▸ **Your goal**
What is the number of lines in this listing that include "contract"? Answer with that number only.

### Data provided ###

PR #1199, opened 2022-02-17
Add server SDK constraint traits RFC

david-perez:
[Rendered](https://github.com/awslabs/smithy-rs/blob/118ba860a3f989e65362179bb815deb641b1a299/design/src/rfcs/rfc0025_constraint_traits.md).


design/src/rfcs/rfc0012_constraint_traits.md
```diff
@@ -0,0 +1,424 @@
...
+
+1. Should we code-generate unsigned integer types (`u16`, `u32`, `u64`) when
+   the `range` trait is applied with `min` set to a value greater than or equal
+   to 0?
+    - A user has even suggested to use the `std::num::NonZeroUX` types (e.g.
+      [`NonZeroU64`]) when `range` is applied with `min` set to a value greater
+      than 0.
+2. In request deserialization, should we fail with the first violation and
+   immediately render a response, or attempt to parse the entire request and
+   provide a complete and structured report?
```
crisidev, line 380: For the sake of security I think we should bail out as soon as we find the first validation error.

design/src/rfcs/rfc0012_constraint_traits.md
```diff
@@ -0,0 +1,424 @@
...
+* Validation remains an internal detail of the framework. If the semantics of a
+  constraint trait change, the behavior of the service is still
+  backwards-incompatibly affected, but user code is not.
+* Less "invasive". Baking validation in the generated type might be deemed as
+  the service framework overreaching responsibilities.
+
+Comparative disadvantages:
+
+* It becomes _possible_ to send responses with invalid operation outputs. All
+  the service framework could do is log the validation errors.
```
crisidev, line 416: Should we really care about this? At the end the server is the authority and we do not validate outputs..

design/src/rfcs/rfc0012_constraint_traits.md
```diff
@@ -0,0 +1,424 @@
...
+------------------
+
+An alternative design with less public API surface would be to perform
+constraint validation at request deserialization, but hand over a regular
+"loose" type (e.g. `String` instead of `NiceString`) that allows for values
+violating the constraints. If we were to implement this approach, we can
+implement it by wrapping the incoming value in the aforementioned tuple struct
+to perform the validation, and immediately unwrap it.
+
+Comparative advantages:
```
crisidev, line 405: I think the first option follows a better approach in terms of design, but I would be fine also doing 2. if we find problems with 1. Both options solve the problem in a good way :)

design/src/rfcs/rfc0012_constraint_traits.md
david-perez: At the very least I'd consider it to likely be an implementation error from the user with regards to what they modeled, and as such performing validation and logging warnings would help them identify it. So we _should_ care, but very little.

design/src/rfcs/rfc0012_constraint_traits.md
```diff
@@ -0,0 +1,424 @@
...
+        Self::try_from(inner)
+    }
+}
+
+impl TryFrom<String> for NiceString {
+    type Error = NiceStringValidationError;
+
+    fn try_from(value: String) -> Result<Self, Self::Error> {
+        let num_code_points = value.chars().count();
+        if 1 <= num_code_points && num_code_points <= 69 {
```
Velfi, line 121: Consider using [`RangeInclusive::contains`](https://doc.rust-lang.org/nightly/std/ops/struct.RangeInclusive.html) here

design/src/rfcs/rfc0012_constraint_traits.md
```diff
@@ -0,0 +1,424 @@
...
+            Ok(Self(value))
+        } else {
+            Err(NiceStringValidationError::LengthViolation(num_code_points))
+        }
+    }
+}
+```
+
+(Note that we're using the _linear_ time check `chars().count()` instead of
```
Velfi, line 130: Good catch! Unicode is hard.

design/src/rfcs/rfc0012_constraint_traits.md
```diff
@@ -0,0 +1,424 @@
...
+[`TryFrom`]`<InnerType>` for the generated struct, which makes it convenient to use
+the [`?` operator for error propagation]. Each constrained struct will have a
+related `std::error::Error` enum type to signal the _first_ parsing failure,
+with one enum variant per applied constraint trait:
+
+```rust
+pub enum NiceStringValidationError {
+    /// Validation error holding the number of Unicode code points found, when a value between `1` and
+    /// `69` (inclusive) was expected.
+    LengthViolation(usize),
```
Velfi, line 148: It might be too much information, but I always prefer errors that explain not only what the invalid value was, but what counts as a valid value.

Velfi: Nevermind, I see in the next paragraph that you say you'll do this.

design/src/rfcs/rfc0012_constraint_traits.md
```diff
@@ -0,0 +1,424 @@
...
+
+`pattern` trait
+---------------
+
+The [`pattern` trait]
+
+> restricts string shape values to a specified regular expression.
+
+We will implement this by using the `regex`'s crate [`is_match`]. We will use
+[`lazy_static!`] to compile the regex only the first time it is required.
```
Velfi, line 309: [`once_cell`](https://lib.rs/crates/once_cell) is now preferred to `lazy_static`

design/src/rfcs/rfc0012_constraint_traits.md
```diff
@@ -0,0 +1,424 @@
...
+
+[the spec]: https://awslabs.github.io/smithy/1.0/spec/core/constraint-traits.html?highlight=enum#trait-precedence
+
+Unresolved questions
+--------------------
+
+1. Should we code-generate unsigned integer types (`u16`, `u32`, `u64`) when
+   the `range` trait is applied with `min` set to a value greater than or equal
+   to 0?
+    - A user has even suggested to use the `std::num::NonZeroUX` types (e.g.
```
Velfi, line 375: Personally, I'm all for using the `num` crate in situations like this.

david-perez: What specifically would you use from the `num` crate?

design/src/rfcs/rfc0012_constraint_traits.md
adamthom-amzn: I have the opposite opinion. Validation doesn't protect the parser (you've already parsed), and it's extremely useful to applications that are gathering user input, such as web form, to indicate all invalid inputs so that they can be fixed by the user at once. This is why the [ValidationException built into Smithy](https://github.com/awslabs/smithy/blob/main/smithy-validation-model/model/smithy.framework.validation.smithy) has the structure that it does.

design/src/rfcs/rfc0012_constraint_traits.md
```diff
@@ -0,0 +1,424 @@
...
+   struct is in a transient invalid state. However:
+    - (2) is arguably a modelling mistake and a separate struct to represent
+      the transient state would be a better approach,
+    - the user can always use `unsafe` Rust to bypass the validation; and
+    - adding this constructor is a backwards-compatible change, so it can
+      always be added later if this feature is requested.
+
+[`NonZeroU64`]: https://doc.rust-lang.org/std/num/struct.NonZeroU64.html
+
+Alternative design
```
jonhoo, line 395: I prefer the primary design, though with the addendum that I think we should provide conversions back to the primitive type. Something like `fn into_unconstrained`.

design/src/rfcs/rfc0012_constraint_traits.md
```diff
@@ -0,0 +1,424 @@
...
+We will enforce the length constraint by calling `len()` on Rust's `Vec`
+(`list` and `set` shapes), `HashMap` (`map` shapes), `String` (`string`
+shapes), and our [`aws_smithy_types::Blob`] (`bytes` shapes).
+
+`pattern` trait
+---------------
+
+The [`pattern` trait]
+
+> restricts string shape values to a specified regular expression.
```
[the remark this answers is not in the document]
adamthom-amzn: https://awslabs.github.io/smithy/1.0/spec/core/constraint-traits.html#pattern-trait - yes, ECMA 262 is the format of choice. You can, and should, prefer a non-backtracking implementation, like `re2` (I'm not sure what the `regex` crate uses).

design/src/rfcs/rfc0012_constraint_traits.md
```diff
@@ -0,0 +1,424 @@
...
+        let mut formatter = f.debug_struct("NiceStringValidationError");
+        formatter.finish()
+    }
+}
+```
+
+`Display` is used to produce human-friendlier representations. Its
+implementation will be called when formatting a [400 HTTP response message] in
+certain protocols, for example. The format of the error messages will _not_ be
+configurable by service implementers and will be
```
adamthom-amzn, line 170: Preceding frameworks have allowed validation to be disabled or customized - from message all the way up to a completely different error. If a service implementer wanted to take control of the display of validation failures without opting out of the Rust SSDK validation framework entirely, how would they do so?

design/src/rfcs/rfc0012_constraint_traits.md
```diff
@@ -0,0 +1,424 @@
...
+[`TryFrom`]: https://doc.rust-lang.org/std/convert/trait.TryFrom.html
+[`Display`]: https://doc.rust-lang.org/std/fmt/trait.Display.html
+[`Debug`]: https://doc.rust-lang.org/std/fmt/trait.Debug.html
+
+### Request deserialization
+
+We will continue to deserialize the different parts of the HTTP message into
+the regular Rust standard library types. However, just before the
+deserialization function returns, we will convert the type into the wrapper
+tuple struct that we will eventually be handed over to the operation handler.
```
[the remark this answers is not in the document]
david-perez: How can we do it in one step? Ultimately the wrapper tuple struct holds e.g. a `String`, so don't we first have to deserialize the bytes slice into a `String`?

design/src/rfcs/rfc0012_constraint_traits.md
```diff
@@ -0,0 +1,424 @@
...
+   When serializing this error into an HTTP response, the error message that
+   naturally arises by calling `std::fmt::Display::fmt()` will trace what
+   exactly went wrong for the caller client.
+
+`length` trait
+--------------
+
+We will enforce the length constraint by calling `len()` on Rust's `Vec`
+(`list` and `set` shapes), `HashMap` (`map` shapes), `String` (`string`
+shapes), and our [`aws_smithy_types::Blob`] (`bytes` shapes).
```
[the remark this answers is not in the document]
david-perez: 😅

design/src/rfcs/rfc0012_constraint_traits.md
```diff
@@ -0,0 +1,424 @@
...
+
+> indicates that the items in a [`List`] MUST be unique.
+
+If the list shape is `sparse`, more than one `null` value violates this
+constraint.
+
+We will enforce this by copying _references_ to the `Vec`'s elements into a
+`HashSet` and checking that the sizes of both containers coincide. Smithy
+allows you to apply `uniqueItems` to _any_ list, [even if its members are not
+equipped with an equivalence relation], so we would have to manually check that
```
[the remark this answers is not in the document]
david-perez: Basically to check at code-generation time the members are not floating point types. The rest of the [simple shapes](https://awslabs.github.io/smithy/1.0/spec/core/model.html#simple-shapes) cause no issues.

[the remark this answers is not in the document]
david-perez: It's unspecified. I'd like the spec to be explicit and provide notions of equivalence: https://github.com/awslabs/smithy/issues/1072

For now, I'd just fail the codegen if the container is of floating point numbers.

design/src/rfcs/rfc0012_constraint_traits.md
```diff
@@ -0,0 +1,424 @@
...
+
+When the constraint trait is applied to a member shape, the tuple struct's name
+will be the PascalCased name of the member shape, `NumberOfItems`.
+
+[the spec]: https://awslabs.github.io/smithy/1.0/spec/core/constraint-traits.html?highlight=enum#trait-precedence
+
+Unresolved questions
+--------------------
+
+1. Should we code-generate unsigned integer types (`u16`, `u32`, `u64`) when
```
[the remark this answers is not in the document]
david-perez: Very good point. I'm of the opinion that if you add / remove a constraint, you're backwards-incompatibly affecting your service's behavior, so a backwards-incompatible change in server user code seems appropriate.

design/src/rfcs/rfc0012_constraint_traits.md
```diff
@@ -0,0 +1,424 @@
...
+   the `range` trait is applied with `min` set to a value greater than or equal
+   to 0?
+    - A user has even suggested to use the `std::num::NonZeroUX` types (e.g.
+      [`NonZeroU64`]) when `range` is applied with `min` set to a value greater
+      than 0.
+2. In request deserialization, should we fail with the first violation and
+   immediately render a response, or attempt to parse the entire request and
+   provide a complete and structured report?
+3. Should we provide a mechanism for the service implementer to construct a
```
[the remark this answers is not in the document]
david-perez: What (testing) scenarios do you think would make this feature valuable?

design/src/rfcs/rfc0012_constraint_traits.md
```diff
@@ -0,0 +1,424 @@
...
+   Rust type violating the modeled constraints in their business logic e.g. a
+   `T::new_unchecked()` constructor? This could be useful (1) when the user
+   _knows_ the provided inner value does not violate the constraints and
+   doesn't want to incur the performance penalty of the check; (2) when the
+   struct is in a transient invalid state. However:
+    - (2) is arguably a modelling mistake and a separate struct to represent
+      the transient state would be a better approach,
+    - the user can always use `unsafe` Rust to bypass the validation; and
```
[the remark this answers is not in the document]
david-perez: The wrapper types that we're generating are not particularly complex so the memory layout could be predictable, so I was thinking that that a sufficiently motivated user that wanted to bypass validation could use `std::mem::transmute`.

design/src/rfcs/rfc0012_constraint_traits.md
david-perez: Good point, need to add this to the doc. I was thinking of `into_inner` but `into_unconstrained` is more explicit.

design/src/rfcs/rfc0012_constraint_traits.md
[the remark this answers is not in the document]
david-perez: I didn't see it documented in the spec so I tested it; Smithy does not allow you to specify the same constraint more than once on the same shape.

```
ERROR: com.amazonaws.simple#HeaderBoundData (Model)
     @ /local/home/davidpz/workplace/smithy-ws/src/SmithyRsSource/codegen-server-test/model/simple.smithy
     |
  29 | @length(min: 1)
     |         ^
     = Conflicting `smithy.api#length` trait found on shape `com.amazonaws.simple#HeaderBoundData`. The previous trait was defined at `/local/home/davidpz/workplace/smithy-ws/src/SmithyRsSource/codegen-server-test/model/simple.smithy [28, 9]`, and a conflicting trait was defined at `/local/home/davidpz/workplace/smithy-ws/src/SmithyRsSource/codegen-server-test/model/simple.smithy [29, 9]`.
```

design/src/rfcs/rfc0012_constraint_traits.md
adamthom-amzn: This is the sort of thing that is much easier to do if you don't bake validation into the type system - in TS, handlers can be configured to accept a callback that is passed an array of `ValidationFailure` objects, and the user can turn those into an error of their choice that is then rendered by the framework. They still get the benefit of validation without giving up the presentation of modeled exceptions coming from their service.

Which reminds me of another point - we have largely done away with synthetic exceptions in Smithy. Validation is no difference - are you requiring that a service's operations be associated with a particular error structure?

design/src/rfcs/rfc0012_constraint_traits.md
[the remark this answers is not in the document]
adamthom-amzn: Yeah, I think breaking the build is fine if a constraint has been tightened, but if it's been loosened, that's really unfair. In my opinion, the types in the target language should be derived solely from the smithy types, and they shouldn't be impacted by the constraint traits outside of `@required`/`@default`.

design/src/rfcs/rfc0012_constraint_traits.md
david-perez: > in TS, handlers can be configured to accept a callback that is passed an array of ValidationFailure objects, and the user can turn those into an error of their choice that is then rendered by the framework.

Ah, I hadn't thought about that idea; I had imagined they'd want the errors to be configured ahead-of-time, not at runtime. That's neat. I don't see why we would not be able to build it into the Rust framework. We could have users return `struct`s (or functions that return `struct`s) that implement `std::error::Error` (or some trait of our own) for each of the `ValidationFailure`s in that callback, and we would use those representations when rendering the response.

> Which reminds me of another point - we have largely done away with synthetic exceptions in Smithy.

What are synthetic exceptions?

> are you requiring that a service's operations be associated with a particular error structure?

If the operation in the Smithy model is fallible (has an `errors` field), we require that the operation handlers return a [`Result<T, E>`](https://doc.rust-lang.org/std/result/enum.Result.html), where the error has to be the enum that we generate holding all the variants of their Smithy `errors` field.

adamthom-amzn: Synthetic exceptions are an idea from a legacy framework - exceptions that every service throws that don't have to be declared in the model. In that framework, `ValidationException` is synthetic, and can always be thrown. We'd like to restrict that idea to only things that are _unavoidably_ thrown, either by virtue of "this is how programming works" (`SerializationException`, `InternalFailure`) or the underlying protocol (incorrect values for `Accept`, etc).

In TS, you have two options:
- If every operation in the service has `smithy.framework#ValidationException` attached, and no customization is done in smithy-build.json, then the default validation behavior is engaged and the handlers cannot customize error rendering.
- If `smithy-build.json` has `disableDefaultValidation` set to `true`, code generation adds a **required** parameter to handlers for a callback that can turn `ValidationFailure[]` into an error (or undefined, if it wants to suppress the error)

If you don't attach `smithy.framework#ValidationException` to every operation in the service and you don't disable default validation in `smithy-build`, then code generation fails.

All this to say that you have to guarantee your validation failures result in modeled exceptions being rendered, and not unmodeled 400s.

design/src/rfcs/rfc0012_constraint_traits.md
llgerard: As a service owner you probably do care that your outputs do not match your model: your server is breaking the contract you want to set with your clients.
So being able to have clear metrics about it seems important. Consistent logging would allow that.

design/src/rfcs/rfc0012_constraint_traits.md
llgerard: +1 for having the option to provide the function doing `ValidationFailure[] -> CustomErrorAlwaysMappedTo400`

oddg: > you have to guarantee your validation failures result in modeled exceptions being rendered, and not unmodeled 400s.

I agree. Otherwise the server implementation breaks the Smithy contract. (I am actually curious about the current behavior if the input does not parse at all.)

As you mentioned, one approach to let the user choose which [error the operation will return](https://awslabs.github.io/smithy/1.0/spec/core/model.html#operation) is to generate for each operation input a type for validation error and ask the user to provide a function mapping this type to the operation error type.

Taking the [weather forecast example](https://awslabs.github.io/smithy/quickstart.html#complete-example) it would look like.

```rust
    enum GetCityInputError {
        CityId(CityIdValidationError)
    }

    enum CityIdValidationError {
        Pattern(String)
    }
```

A user would have to implement a mapping `fn(GetCityInputError) -> GetCityError`.

design/src/rfcs/rfc0012_constraint_traits.md
oddg: I also prefer the primary design as it fosters correctness.

design/src/rfcs/rfc0012_constraint_traits.md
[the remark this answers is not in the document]
oddg: Would it be possible to regard those "custom Rust features" as Smithy traits that live outside of the official Smithy implementation?

For example one could decide to create the following trait
```smithy
@trait(selector: "integer")
structure rustInteger {
      @required
      int: String
}

@rustInteger("u8")
Integer MyInteger
```
and them modify smithy-rs to support that `rustInteger` trait?

That would allow a team using Rust to apply custom traits to a model shared with other team via [the external trait application](https://awslabs.github.io/smithy/1.0/spec/core/model.html#applying-traits-externally).

design/src/rfcs/rfc0012_constraint_traits.md
crisidev: Thanks for the doc Adam, i understand the reasoning and I agree with you and Jon..

design/src/rfcs/rfc0012_constraint_traits.md
david-perez: @adamthom-amzn I didn't know about `ValidationException`, I don't see it documented in the docsite. Is the intention for this shape to be special, to be the default way for service frameworks to report validation errors?

> adds a required parameter to handlers for a callback that can turn ValidationFailure[] into an error

I'm assuming this error is modeled and associated to the operation. If the operation in the model does not define at least one error, code generation fails, right?

---

@oddg Would that mapping be static per operation (i.e. two identical invalid requests resulting in the same `GetCityError`)? Would it be a simple mapping (i.e. no access to state)?

If I were to implement this, I'm thinking that if default validation is disabled (e.g. in `smithy-build.json`) we could generate the operation registry to take in both the operation handler and the error mapping function per operation registration. Any other ideas as to where the user could provide the error mapping function?

design/src/rfcs/rfc0012_constraint_traits.md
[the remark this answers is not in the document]
david-perez: @oddg Certainly, you can do all sorts of custom traits in Smithy. I think I like more the idea of having an `@unsigned` trait for this. 

---

One thing to note is that if we were to generate unsigned types we would be expanding the range of accepted values by Smithy. For example, an [`integer` shape in Smithy](https://awslabs.github.io/smithy/1.0/spec/core/model.html#simple-shapes) is a 32-bit integer with range from -2^31 to (2^31)-1. That's _exactly_ the range of [`i32`](https://doc.rust-lang.org/std/primitive.i32.html) in Rust. If we tack on `@unsigned` or `@range(min: 0)` to the shape, it's unclear that it's too helpful to generate an [`u32`](https://doc.rust-lang.org/std/primitive.u32.html), because the upper bound of that type is (2^32)-1. The wrapper tuple `MyInteger(u32)` struct would only have to check the upper bound.

I'm now inclined to drop this feature and have `range` on integers _not_ affect whether we generate signed or unsigned integers.

design/src/rfcs/rfc0012_constraint_traits.md
adamthom-amzn: > Is the intention for this shape to be special, to be the default way for service frameworks to report validation errors?

Special? No, we're trying not to have anything be special. Think of it as a built-in convenience that service frameworks are free to use as a default :)

> I'm assuming this error is modeled and associated to the operation. If the operation in the model does not define at least one error, code generation fails, right?

This would be a fine behavior to have. Another is to just use your normal error serialization logic, which should turn any exception that is not associated with the operation into an `InternalFailure`.

> I am actually curious about the current behavior if the input does not parse at all.

@oddg by spec, here meaning protocol tests, unparseable input should result in a 400 with the error code of `SerializationException`. It's a synthetic, which as I outlined above, means non-modeled (and does not need to have a corresponding specialized type generated client-side).

design/src/rfcs/rfc0012_constraint_traits.md
```diff
@@ -0,0 +1,424 @@
...
+For constrained shapes we would do the same to parse the inner deserialized
+value into the wrapper tuple struct, except for these differences:
+
+1. For enums, the client generates an `Unknown` variant that "contains new
+   variants that have been added since this code was generated". The server
+   does not need such a variant ([#1187]).
+2. Conversions into the tuple struct are fallible (`try_from()` instead of
+   `from()`). These errors will result in a `MyStructValidationError`, wrapped
+   in the runtime type error
+   `aws_smithy_http_server::rejection::ConstraintViolation` rejection. The
```
jdisanti, line 283: Will there be a way to hook these different failures for metrics so that service owners can discern between failure to parse and failure to validate in their metrics?

david-perez: Yes; the latter will be `Deserialize` rejections containing `ConstraintViolation` rejections, the former will contain other inner rejections, so it will be possible to distinguish.

design/src/rfcs/rfc0012_constraint_traits.md
oddg: > Would that mapping be static per operation (i.e. two identical invalid requests resulting in the same GetCityError)? Would it be a simple mapping (i.e. no access to state)?

Yes. In my opinion, it makes sense that two identical invalid requests result in the same errors. I agree that it should not depend on any state. (Any error that is is state dependent should be generated in the core implementation of the handler for that operation.)

> We could generate the operation registry to take in both the operation handler and the error mapping function per operation registration.

That makes a lot of sense to me.

> by spec, here meaning protocol tests, unparseable input should result in a 400 with the error code of SerializationException. It's a synthetic, which as I outlined above, means non-modeled (and does not need to have a corresponding specialized type generated client-side).

Thanks.

design/src/rfcs/rfc0012_constraint_traits.md
```diff
@@ -0,0 +1,424 @@
...
+
+The central idea to the implementation of constraint traits is: [parse, don't
+validate]. Instead of code-generating a Rust `String` to represent `NiceString`
+values and perform the _validation_ at request deserialization, we can
+[leverage Rust's type system to guarantee domain invariants]. We can generate a
+wrapper [tuple struct] that _parses_ the string's value and is "tight" in the
+set of values it can accept:
+
+```rust
+pub struct NiceString(String);
```
rcoh, line 108: it's worth calling out that adding a constraint trait is now a breaking change for servers since it adds this type wrapper. I haven't thought about the trade off deeply, but it seems worth mentioning / considering since it will make it a bit more of a hassle to add constraints retroactively

design/src/rfcs/rfc0012_constraint_traits.md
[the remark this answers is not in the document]
rcoh: if you wanted to, you could impl an `.unsigned()` method when the model allowed to enable converting from i32 to u32 fearlessly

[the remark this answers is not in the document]
jdisanti: Worth mentioning that the clients should also support this if the server does, or there will be issues when a server responds with something outside of the signed int range.

david-perez:
I've updated the RFC to reflect what we ended up implementing.

LukeMathWalker (approved):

###

▸ **Reply to the exercise**
2